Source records
* * *

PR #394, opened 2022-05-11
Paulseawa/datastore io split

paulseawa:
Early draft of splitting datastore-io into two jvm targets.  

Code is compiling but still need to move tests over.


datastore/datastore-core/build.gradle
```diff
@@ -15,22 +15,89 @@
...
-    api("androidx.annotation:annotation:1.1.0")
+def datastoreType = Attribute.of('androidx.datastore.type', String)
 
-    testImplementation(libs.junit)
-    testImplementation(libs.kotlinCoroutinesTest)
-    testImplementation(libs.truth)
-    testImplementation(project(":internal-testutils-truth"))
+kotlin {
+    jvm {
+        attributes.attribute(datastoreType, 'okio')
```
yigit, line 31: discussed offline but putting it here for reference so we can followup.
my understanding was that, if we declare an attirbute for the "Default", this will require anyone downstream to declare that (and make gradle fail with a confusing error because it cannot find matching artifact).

* * *

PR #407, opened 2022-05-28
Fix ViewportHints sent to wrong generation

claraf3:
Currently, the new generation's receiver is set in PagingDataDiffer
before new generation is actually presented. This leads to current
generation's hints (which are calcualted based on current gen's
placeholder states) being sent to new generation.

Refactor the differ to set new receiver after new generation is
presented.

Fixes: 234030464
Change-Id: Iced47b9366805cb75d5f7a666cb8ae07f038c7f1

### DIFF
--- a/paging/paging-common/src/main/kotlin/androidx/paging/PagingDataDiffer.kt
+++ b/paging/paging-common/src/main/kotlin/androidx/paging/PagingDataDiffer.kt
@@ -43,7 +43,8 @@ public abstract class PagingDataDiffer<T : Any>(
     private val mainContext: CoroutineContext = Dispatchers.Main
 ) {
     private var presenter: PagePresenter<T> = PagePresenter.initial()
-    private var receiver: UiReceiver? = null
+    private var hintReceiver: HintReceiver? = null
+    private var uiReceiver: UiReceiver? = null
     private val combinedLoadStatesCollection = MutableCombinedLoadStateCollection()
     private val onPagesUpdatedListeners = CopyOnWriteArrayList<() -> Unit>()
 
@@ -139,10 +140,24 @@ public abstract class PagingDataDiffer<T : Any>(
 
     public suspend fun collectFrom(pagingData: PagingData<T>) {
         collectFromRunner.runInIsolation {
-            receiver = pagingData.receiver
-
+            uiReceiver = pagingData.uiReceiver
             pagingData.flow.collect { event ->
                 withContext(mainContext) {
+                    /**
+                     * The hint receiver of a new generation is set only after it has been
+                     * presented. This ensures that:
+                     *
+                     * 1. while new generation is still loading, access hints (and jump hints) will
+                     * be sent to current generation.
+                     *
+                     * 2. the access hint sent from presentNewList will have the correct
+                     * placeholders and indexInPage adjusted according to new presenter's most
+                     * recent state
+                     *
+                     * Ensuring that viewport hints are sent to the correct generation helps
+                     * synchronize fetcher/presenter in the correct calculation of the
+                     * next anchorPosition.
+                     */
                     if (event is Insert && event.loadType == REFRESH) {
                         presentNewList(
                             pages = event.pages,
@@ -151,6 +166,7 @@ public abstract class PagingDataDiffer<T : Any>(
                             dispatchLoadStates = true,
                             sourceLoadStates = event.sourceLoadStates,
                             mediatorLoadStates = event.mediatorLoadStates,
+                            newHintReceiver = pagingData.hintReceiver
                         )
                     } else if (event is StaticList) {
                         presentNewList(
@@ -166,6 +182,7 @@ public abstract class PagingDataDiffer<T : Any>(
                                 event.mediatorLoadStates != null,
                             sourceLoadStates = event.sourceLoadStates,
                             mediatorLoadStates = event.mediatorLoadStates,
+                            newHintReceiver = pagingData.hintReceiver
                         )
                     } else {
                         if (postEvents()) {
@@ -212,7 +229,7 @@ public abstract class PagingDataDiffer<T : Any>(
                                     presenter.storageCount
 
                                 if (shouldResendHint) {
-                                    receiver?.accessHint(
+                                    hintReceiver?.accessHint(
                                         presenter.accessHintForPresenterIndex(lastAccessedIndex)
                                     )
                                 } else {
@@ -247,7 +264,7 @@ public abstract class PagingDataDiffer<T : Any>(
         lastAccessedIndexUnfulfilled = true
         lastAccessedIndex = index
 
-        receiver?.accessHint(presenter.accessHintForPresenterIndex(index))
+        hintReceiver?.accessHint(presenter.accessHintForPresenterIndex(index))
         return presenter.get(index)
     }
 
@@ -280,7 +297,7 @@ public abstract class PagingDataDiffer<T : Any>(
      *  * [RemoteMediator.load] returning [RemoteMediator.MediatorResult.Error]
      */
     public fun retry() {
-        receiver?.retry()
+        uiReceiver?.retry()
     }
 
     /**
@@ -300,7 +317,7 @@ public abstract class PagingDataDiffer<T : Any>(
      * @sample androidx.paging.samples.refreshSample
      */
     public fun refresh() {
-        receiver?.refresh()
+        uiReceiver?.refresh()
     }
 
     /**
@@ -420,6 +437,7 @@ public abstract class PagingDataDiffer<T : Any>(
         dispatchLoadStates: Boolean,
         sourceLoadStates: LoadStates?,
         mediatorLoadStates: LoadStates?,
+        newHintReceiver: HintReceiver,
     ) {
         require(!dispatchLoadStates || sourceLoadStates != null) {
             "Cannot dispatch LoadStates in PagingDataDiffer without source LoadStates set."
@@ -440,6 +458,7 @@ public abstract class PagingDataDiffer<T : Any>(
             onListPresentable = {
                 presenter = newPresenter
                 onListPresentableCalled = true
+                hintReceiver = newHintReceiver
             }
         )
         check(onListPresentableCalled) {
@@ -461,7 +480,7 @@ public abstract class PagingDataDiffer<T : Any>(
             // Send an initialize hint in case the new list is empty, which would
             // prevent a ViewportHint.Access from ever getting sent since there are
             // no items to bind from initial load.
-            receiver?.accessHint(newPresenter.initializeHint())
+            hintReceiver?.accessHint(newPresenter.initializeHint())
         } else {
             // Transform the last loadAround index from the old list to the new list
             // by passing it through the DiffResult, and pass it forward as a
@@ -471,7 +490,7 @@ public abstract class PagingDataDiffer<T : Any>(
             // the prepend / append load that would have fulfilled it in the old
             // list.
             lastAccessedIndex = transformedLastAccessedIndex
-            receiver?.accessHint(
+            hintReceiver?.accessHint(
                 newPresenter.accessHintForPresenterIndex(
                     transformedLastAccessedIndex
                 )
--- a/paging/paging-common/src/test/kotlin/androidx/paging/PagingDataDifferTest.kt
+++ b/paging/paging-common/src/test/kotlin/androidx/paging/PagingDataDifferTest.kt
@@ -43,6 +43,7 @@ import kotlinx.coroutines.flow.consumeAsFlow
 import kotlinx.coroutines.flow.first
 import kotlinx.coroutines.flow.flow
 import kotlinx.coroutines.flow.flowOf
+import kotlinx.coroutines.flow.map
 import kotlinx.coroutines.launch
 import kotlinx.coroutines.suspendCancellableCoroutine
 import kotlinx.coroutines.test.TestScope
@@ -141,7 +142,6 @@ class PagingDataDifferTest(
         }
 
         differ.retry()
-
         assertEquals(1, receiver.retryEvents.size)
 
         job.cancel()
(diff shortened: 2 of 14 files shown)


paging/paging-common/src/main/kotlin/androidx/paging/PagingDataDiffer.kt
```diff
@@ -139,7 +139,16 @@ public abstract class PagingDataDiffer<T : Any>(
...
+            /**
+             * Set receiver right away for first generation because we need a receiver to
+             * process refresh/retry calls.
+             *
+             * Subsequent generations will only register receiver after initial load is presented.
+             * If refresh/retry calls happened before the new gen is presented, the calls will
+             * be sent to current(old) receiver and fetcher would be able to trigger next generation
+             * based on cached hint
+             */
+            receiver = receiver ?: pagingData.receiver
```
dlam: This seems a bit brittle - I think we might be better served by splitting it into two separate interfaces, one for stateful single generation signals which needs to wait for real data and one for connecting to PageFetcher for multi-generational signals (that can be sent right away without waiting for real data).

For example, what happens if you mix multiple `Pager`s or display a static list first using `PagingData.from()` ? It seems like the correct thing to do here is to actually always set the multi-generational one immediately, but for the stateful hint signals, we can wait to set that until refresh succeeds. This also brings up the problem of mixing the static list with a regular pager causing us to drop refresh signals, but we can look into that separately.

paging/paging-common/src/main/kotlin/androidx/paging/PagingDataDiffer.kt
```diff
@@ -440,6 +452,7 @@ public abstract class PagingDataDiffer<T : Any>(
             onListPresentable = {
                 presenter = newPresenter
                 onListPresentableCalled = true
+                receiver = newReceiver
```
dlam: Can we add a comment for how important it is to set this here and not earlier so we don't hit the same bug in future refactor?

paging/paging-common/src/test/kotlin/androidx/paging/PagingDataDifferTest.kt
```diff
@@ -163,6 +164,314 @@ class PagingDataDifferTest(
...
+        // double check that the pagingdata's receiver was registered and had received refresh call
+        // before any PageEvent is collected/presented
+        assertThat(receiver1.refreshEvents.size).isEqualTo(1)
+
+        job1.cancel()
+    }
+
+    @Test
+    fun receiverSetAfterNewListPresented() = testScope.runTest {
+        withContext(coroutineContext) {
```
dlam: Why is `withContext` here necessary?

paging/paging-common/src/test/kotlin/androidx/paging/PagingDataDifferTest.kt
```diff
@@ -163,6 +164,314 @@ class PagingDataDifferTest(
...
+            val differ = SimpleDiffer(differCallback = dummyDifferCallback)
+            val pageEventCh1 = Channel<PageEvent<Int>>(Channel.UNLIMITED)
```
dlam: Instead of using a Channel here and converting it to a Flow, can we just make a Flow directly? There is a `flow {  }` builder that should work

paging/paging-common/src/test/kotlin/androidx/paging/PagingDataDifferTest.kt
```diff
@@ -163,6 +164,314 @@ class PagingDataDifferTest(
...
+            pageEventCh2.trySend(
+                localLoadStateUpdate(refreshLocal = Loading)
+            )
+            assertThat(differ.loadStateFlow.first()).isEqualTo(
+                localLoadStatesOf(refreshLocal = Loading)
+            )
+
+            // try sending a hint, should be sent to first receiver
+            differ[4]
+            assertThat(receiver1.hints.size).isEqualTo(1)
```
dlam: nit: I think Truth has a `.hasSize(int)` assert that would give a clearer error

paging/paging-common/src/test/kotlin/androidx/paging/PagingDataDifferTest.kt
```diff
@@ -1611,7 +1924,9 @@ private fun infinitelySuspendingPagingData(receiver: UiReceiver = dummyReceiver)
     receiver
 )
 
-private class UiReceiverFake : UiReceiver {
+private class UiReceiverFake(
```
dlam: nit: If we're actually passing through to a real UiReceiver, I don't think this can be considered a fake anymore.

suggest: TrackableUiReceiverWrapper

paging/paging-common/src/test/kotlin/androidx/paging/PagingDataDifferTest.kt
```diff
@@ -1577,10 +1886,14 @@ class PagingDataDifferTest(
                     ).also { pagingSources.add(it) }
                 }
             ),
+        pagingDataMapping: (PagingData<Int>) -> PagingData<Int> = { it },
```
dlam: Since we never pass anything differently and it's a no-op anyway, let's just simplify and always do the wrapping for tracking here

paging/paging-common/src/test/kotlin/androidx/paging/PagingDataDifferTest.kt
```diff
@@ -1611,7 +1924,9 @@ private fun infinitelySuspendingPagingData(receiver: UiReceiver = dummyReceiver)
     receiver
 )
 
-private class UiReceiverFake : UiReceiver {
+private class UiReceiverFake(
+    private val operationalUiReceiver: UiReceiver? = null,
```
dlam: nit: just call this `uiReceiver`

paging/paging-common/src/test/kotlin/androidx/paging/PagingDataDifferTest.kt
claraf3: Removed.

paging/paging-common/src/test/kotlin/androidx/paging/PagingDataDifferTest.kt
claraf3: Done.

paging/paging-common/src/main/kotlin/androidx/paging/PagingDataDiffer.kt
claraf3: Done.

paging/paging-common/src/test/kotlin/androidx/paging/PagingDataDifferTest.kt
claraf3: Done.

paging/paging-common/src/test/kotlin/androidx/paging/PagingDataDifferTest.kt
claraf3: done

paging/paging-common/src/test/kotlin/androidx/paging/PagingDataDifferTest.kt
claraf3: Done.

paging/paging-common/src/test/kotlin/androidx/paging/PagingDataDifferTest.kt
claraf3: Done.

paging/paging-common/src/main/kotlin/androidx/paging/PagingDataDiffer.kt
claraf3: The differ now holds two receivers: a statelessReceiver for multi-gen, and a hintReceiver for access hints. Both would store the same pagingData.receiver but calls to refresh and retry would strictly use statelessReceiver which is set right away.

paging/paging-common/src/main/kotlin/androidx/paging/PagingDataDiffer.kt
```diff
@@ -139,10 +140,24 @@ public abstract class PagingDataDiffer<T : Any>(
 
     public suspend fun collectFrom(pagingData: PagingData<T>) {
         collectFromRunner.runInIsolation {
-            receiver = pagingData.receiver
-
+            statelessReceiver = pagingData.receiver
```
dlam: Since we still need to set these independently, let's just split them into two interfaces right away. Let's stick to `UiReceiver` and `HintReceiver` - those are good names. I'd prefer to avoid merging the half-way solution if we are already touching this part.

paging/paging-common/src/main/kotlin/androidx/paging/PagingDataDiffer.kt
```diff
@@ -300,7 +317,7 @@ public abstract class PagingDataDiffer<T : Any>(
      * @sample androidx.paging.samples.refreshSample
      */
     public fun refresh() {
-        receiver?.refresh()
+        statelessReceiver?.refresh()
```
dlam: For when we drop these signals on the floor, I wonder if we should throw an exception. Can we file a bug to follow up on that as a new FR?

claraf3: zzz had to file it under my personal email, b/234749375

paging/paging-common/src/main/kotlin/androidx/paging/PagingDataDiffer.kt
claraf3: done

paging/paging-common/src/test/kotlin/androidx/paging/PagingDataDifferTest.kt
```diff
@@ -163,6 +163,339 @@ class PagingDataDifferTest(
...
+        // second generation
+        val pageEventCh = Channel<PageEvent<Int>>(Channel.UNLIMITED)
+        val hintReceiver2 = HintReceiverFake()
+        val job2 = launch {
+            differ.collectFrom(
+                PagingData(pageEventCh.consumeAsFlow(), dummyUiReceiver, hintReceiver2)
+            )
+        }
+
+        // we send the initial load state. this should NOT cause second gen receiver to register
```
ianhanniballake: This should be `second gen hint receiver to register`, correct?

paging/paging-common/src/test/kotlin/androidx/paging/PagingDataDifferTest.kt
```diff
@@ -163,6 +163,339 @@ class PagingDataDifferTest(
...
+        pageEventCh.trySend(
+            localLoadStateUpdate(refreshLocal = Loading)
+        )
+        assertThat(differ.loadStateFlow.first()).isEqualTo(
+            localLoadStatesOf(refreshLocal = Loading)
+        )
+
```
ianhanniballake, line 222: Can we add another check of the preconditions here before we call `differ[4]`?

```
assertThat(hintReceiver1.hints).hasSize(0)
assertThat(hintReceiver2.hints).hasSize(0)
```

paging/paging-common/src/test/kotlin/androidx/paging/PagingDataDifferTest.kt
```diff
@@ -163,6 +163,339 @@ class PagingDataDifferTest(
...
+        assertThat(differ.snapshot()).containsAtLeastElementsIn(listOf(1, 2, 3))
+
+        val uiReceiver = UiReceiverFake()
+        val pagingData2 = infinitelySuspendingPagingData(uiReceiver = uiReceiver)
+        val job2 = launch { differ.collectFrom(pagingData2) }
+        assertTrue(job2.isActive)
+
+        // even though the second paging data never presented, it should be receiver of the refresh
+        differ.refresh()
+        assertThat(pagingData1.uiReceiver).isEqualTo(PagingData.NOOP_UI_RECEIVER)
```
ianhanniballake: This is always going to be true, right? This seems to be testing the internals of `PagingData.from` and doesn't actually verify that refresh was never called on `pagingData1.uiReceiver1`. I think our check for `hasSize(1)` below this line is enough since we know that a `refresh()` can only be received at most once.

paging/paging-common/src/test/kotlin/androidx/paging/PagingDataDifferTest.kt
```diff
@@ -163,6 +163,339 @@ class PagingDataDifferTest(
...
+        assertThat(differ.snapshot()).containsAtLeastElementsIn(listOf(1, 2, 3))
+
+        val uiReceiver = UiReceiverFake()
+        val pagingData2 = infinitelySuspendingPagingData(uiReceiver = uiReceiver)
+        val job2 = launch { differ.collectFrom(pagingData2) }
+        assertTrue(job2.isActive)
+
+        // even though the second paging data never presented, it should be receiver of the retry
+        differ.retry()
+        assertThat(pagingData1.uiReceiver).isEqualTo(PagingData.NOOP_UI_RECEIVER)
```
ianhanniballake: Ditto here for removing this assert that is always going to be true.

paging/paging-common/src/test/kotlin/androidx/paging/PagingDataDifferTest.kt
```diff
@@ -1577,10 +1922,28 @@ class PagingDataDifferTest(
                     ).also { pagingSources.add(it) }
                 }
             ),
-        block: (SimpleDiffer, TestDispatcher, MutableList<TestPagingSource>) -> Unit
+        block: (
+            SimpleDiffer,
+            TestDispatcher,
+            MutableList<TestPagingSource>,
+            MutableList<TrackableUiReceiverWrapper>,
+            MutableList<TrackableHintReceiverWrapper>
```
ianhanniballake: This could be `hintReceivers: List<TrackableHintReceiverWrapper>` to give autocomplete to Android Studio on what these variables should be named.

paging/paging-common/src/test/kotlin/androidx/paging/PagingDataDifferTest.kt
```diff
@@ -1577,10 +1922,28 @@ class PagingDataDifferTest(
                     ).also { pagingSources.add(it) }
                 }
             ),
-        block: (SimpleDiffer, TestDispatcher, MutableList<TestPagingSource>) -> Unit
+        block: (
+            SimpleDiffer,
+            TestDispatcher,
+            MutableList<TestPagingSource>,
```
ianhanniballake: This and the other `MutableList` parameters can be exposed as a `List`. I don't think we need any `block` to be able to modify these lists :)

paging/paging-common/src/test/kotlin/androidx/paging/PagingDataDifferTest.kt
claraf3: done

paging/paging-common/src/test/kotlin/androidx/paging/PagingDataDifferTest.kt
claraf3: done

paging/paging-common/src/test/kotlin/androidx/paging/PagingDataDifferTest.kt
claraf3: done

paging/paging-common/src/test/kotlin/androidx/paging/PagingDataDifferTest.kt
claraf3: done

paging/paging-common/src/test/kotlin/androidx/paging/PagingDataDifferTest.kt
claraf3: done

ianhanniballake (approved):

* * *

● REQUIRED WORK:
Check each line above for "gradle" and please state only how many have it.

● EXERCISE SOLUTION:
2